Give the total number of lines in the data below that include "need", and nothing else.

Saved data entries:
+++++
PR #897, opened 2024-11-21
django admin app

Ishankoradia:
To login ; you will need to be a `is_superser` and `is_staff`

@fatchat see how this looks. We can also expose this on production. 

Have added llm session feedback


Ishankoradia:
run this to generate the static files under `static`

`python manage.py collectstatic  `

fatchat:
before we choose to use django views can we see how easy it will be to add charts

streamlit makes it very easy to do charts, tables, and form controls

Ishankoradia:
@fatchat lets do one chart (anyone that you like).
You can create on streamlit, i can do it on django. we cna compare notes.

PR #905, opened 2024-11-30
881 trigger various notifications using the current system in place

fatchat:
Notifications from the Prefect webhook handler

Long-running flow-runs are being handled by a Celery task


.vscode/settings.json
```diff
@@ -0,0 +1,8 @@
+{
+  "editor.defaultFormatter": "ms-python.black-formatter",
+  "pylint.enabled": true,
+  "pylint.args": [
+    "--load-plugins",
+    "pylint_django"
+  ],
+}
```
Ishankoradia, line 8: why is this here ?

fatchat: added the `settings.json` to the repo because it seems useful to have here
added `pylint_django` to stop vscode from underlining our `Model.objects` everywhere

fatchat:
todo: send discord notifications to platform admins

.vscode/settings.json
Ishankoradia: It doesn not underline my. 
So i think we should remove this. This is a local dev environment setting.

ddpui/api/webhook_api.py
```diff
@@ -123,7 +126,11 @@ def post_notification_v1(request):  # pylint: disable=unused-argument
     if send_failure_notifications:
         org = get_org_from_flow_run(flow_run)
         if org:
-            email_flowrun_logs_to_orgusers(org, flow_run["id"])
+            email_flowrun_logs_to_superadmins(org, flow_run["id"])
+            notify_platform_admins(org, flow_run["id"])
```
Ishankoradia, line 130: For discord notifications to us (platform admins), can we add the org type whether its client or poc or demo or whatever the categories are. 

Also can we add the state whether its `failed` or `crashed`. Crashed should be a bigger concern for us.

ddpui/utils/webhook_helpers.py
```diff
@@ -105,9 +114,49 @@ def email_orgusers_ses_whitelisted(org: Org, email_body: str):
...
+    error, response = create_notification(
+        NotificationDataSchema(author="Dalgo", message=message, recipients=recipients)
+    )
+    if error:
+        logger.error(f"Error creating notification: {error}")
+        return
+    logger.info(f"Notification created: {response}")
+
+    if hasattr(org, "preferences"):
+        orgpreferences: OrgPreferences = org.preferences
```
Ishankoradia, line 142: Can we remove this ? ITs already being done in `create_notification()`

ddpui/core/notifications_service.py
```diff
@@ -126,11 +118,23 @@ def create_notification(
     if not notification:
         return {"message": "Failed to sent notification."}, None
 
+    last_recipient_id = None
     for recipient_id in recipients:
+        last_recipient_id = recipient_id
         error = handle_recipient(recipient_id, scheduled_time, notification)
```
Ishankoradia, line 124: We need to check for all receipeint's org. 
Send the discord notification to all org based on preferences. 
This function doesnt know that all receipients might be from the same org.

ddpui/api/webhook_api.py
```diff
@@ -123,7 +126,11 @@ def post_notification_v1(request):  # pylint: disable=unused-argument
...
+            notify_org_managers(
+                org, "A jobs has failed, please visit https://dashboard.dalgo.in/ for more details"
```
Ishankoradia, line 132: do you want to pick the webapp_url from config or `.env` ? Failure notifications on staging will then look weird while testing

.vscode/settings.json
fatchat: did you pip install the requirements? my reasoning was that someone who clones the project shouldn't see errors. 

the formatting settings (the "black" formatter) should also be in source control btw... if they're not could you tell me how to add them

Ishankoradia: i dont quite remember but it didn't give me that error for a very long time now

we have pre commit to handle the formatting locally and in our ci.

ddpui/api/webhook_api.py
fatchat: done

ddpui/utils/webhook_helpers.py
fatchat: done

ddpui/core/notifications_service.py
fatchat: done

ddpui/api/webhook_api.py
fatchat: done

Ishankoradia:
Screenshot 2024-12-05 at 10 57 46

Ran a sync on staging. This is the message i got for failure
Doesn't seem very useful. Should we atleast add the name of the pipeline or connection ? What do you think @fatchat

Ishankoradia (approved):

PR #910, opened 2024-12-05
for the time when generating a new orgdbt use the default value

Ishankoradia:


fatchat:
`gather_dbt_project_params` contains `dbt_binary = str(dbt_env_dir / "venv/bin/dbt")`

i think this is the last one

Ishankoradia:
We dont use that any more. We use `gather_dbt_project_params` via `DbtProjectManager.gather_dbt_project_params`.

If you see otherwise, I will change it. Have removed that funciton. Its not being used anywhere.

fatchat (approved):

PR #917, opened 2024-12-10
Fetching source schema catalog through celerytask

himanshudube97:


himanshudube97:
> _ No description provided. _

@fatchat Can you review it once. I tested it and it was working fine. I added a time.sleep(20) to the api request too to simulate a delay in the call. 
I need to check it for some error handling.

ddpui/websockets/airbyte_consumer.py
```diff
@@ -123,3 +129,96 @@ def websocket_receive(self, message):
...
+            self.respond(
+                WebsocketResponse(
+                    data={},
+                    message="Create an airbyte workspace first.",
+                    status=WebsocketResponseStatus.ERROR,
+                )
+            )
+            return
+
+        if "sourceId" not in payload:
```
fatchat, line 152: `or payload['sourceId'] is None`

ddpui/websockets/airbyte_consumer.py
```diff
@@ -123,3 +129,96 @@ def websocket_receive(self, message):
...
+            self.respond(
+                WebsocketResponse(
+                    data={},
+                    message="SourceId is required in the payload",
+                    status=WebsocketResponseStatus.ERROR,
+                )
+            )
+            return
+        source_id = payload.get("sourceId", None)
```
+++++
- [OUTPUT OF THE TASK] 3